Re: your reply to Brutus: I understand that unlike traditional CBT methods of psychology that insist you can control and take charge of and improve your ‘self’, narrative therapy encourages the self to tell, examine, know and be aware of your own ‘story’, and seems closer aligned with non-duality because it doesn’t preclude the realization that your ‘story’ is just that, a fiction. So healing comes not from self-improvement or personal growth, but from a better appreciation and acceptance of who/what the self really is. You also wrote “the ‘me’ … thinks it’s in the driver’s seat, when in reality it’s just receiving a summarised memo of what all the other parts have been tinkering away with behind the scenes” — this is brilliant! Love your writing. Not sure about the whole issue of suffering in non-duality, but it would be a great subject for a discussion. Does pain that happens to ‘no one’ and which cannot be avoided or changed give rise to ‘no one’ suffering? Intriguing existential question.
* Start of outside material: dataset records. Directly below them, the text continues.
PR #309, opened 2019-05-16
Improving storage of IP addresses

sunhay:
Use a single `Address` abstraction for both IPv4 and IPv6 which are backed by constant-sized byte arrays.


sunhay:
This is currently running in staging

ebpf/address.go
```diff
@@ -0,0 +1,95 @@
...
+	"net"
+
+	"github.com/mailru/easyjson/jwriter"
+)
+
+// Address is an IP abstraction that is family (v4/v6) agnostic
+type Address interface {
+	Bytes() []byte
+	String() string
+	MarshalEasyJSON(w *jwriter.Writer)
```
kevinconaway: nit: I believe you can embed the `easyjson.Marshaler` interface here for the same effect

ebpf/address.go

Ah, sounds like you need to be more of a friend to your ‘you’, if I may be so bold as to say something literal that will probably sound cryptic! ;-) More tolerance of the ‘you’ that hangs around will likely be more soothing. Pat the space next to you on the sofa as you sit down, and ask your ‘you’ to join you and tell you what it’s all angsty about today, if it can put its finger on it at all. And than kick back and enjoy some good food and a laugh together, as you would with an old friend you’ve grown apart from, but still share so much history with :-)
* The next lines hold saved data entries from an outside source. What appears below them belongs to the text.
PR #310, opened 2019-05-16
[conntrack]  Add stats for unregister

leeavital:


netlink/conntracker.go
```diff
@@ -45,10 +45,12 @@ type realConntracker struct {
...
 	stats         struct {
-		gets               int64
-		getTimeTotal       int64
-		registers          int64
-		registersTotalTime int64
+		gets                 int64
+		getTimeTotal         int64
+		registers            int64
+		registersTotalTime   int64
+		unregisters          int64
```
kevinconaway: Where are these incremented?

leeavital: They should be incremented in `unregister` but there was a typo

Oh, and cheers for the reflection of my psych stance! It’s nice to feel understood :-D I find the narrative style of therapy really empowering as it puts the client in that metacognitive zone where they can observe themselves almost from the outside, and have a good laugh about all the silly things they’ve been thinking and doing, and then figure out a way to do it all differently… while recognising that none of it’s really all that serious anyway – a wonderful perspective that can emerge from coming to see it all as ‘just a story’.
Re: suffering in non-duality… the pain that happens to ‘no one’, and which cannot be avoided or changed gives rise to a Schrödinger sufferer – one that we can simultaneously embody yet watch and marvel at ;-)
Thanks Kari. Since my ‘me’ is essentially The Story of Me, I tried to do that in my latest post, which I see you’ve also commented on. My understanding of narrative therapy is that the purpose of the story is to clarify and perspective on what really happened and what the current situation is, not so much to figure out how to “do it all differently” (that’s more like CBT, which I have little use for). It’s tricky drawing the line between objectivity and dissociation (which is why I would make a lousy therapist).
Love the idea of a Schrödinger sufferer. Reminds me of the line in the Neil Young song: “Though my problems are meaningless, that don’t make them go away”.